See Total Instagram Messages and the Number of Unique Authors
The total number of Instagram messages in a given time period can be determined, as well as the number of unique authors who created the messages. This gives you an idea of the vitality of a particular hashtag or keyword topic: fewer unique authors may mean the people creating the messages are more influential and have a large reach.

Monitoring Messages Per Hour
The number of messages per hour gives you an idea of the velocity or volume that a topic in Instagram has. A number that’s off the charts means it’s hot, hot, hot!

How many times are users interacting and engaging with the topic? This is another indication of how important and viral the topic is.

Top Followers
The top influencers who are following the hashtag or keyword.
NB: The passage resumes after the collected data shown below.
PR #393, opened 2020-09-09
RF-19498 Compile static executable

roman-dowakin:
I'd like to release this to master and test if on `equinox` we'll get static executables


jbarber (approved):
Do we not need the arguments `-ldflags "-extldflags -static"`?

roman-dowakin:
> Do we not need the arguments `-ldflags "-extldflags -static"`?

It doesn't really matter for our case, so I don't want to add extra stuff.
Maybe it's more relevant to programs with C dependencies...

PR #397, opened 2020-12-14
Add the "rerun-if-last-failed" flag to the run command

maciejgryka:


rainforest/runner.go
```diff
@@ -156,3 +156,39 @@ func (c *Client) CheckRunStatus(runID int) (*RunStatus, error) {
...
 	return &runStatus, nil
 }
+
+func (c *Client) LastMatchingRun(params RunParams) (*RunStatus, error) {
+	var runStatuses []RunStatus
+	var lastMatchingRunStatus RunStatus
+	endpoint := "/runs?page_size=1"
+
+	// Get the last run with identical params
+	searchParams := fmt.Sprintf("&run_group_id=%v", params.RunGroupID)
```
maciejgryka, line 166: We still need to add other params here in addition to `run_group_id`.

rainforest-cli.go
```diff
@@ -246,6 +246,10 @@ func main() {
 					Name:  "wait, reattach",
 					Usage: "monitor existing run with `RUN_ID` instead of starting a new one.",
 				},
+				cli.BoolFlag{
```
magni-, line 249: What about using an `IntFlag` (`max-retries` ?) instead? That we'd default to `0`.

rainforest/runner.go
```diff
@@ -156,3 +156,39 @@ func (c *Client) CheckRunStatus(runID int) (*RunStatus, error) {
 
 	return &runStatus, nil
 }
+
+func (c *Client) LastMatchingRun(params RunParams) (*RunStatus, error) {
```
magni-, line 160: I don't think we need this? Instead in `monitorRunStatus` we can do something like (along with a `max-retries` flag)

```go
if done {
    if status.Result != "passed" {
        remainingRetries = c.Int("max-retries") 
        if remainingRetries > 0 {
            // set run ID for rerun
            os.Setenv("RAINFOREST_RUN_ID", strconv.Itoa(runID))
            // create new context with only decremented max-retries
            flagSet = cli.flag.NewFlagSet("rerun", 0)
            flagSet.Int("max-retries", remainingRetries - 1)
            newContext = cli.NewContext(nil, flagSet)
            return rerunRun(newContext)
        } else {
            return cli.NewExitError("", 1)
        }
}
```

Issue #396, opened 2020-12-11
Add retry limit parameter to cli to retry failed tests automatically for easier integration


BlankMatter:
### Problem
We are using Rainforest qa extensively and currently run into flaky tests which are based on the Rainforest qa virtual machine performance. In addition tests can also be flaky by nature if the application they are testing is not well designed. Using a service like gitlab with the Rainforest cli leads to the problem that when hitting the "retry" button on a failed job triggers all rainforest tests again, if failed or not. This leads to following issues:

This information could be used to create a campaign that would engage people who have a wider social reach, or help a brand reach out to people who are “ambassadors” of their brand.

Are users perceiving the message or image as positive or negative? Sentiment gives a quick snapshot of how favourable a topic is with an audience. It may also indicate customer dissatisfaction or “social proof”.

Message Type
Another viral indicator. How are messages created? Are the messages original, or are a large portion of them shared? More sharing might indicate more novelty, whereas more original messages could mean more participation.

Volume Over Time
What are the anomalies over time? Instagram messages may peak on certain days or fall off during business hours. Sentiment over time lets you determine when messages are most positive or negative.

Top Hashtags
Top hashtags indicate what hashtags you should use to target users, especially if they have a high popularity or high positive rating. Hashtag clouds give more information about the terms used around the topic and also highlights their importance relative to each other.

Top Influencer
Who the major influencers of the topic are users who can make the biggest impact in affecting the overall tone of the messages. Influencers can be ranked by users with the highest number of followers, or users with most authorship on the messages.

What are the most impactful messages? Instagram messages panels (in real time) show the latest Instagram pictures and messages with hashtags and then filters them by recency, which messages were shared the most, and which messages are most favorited. A great way to see exactly what is going on and see what people are posting and engaging with as it happens!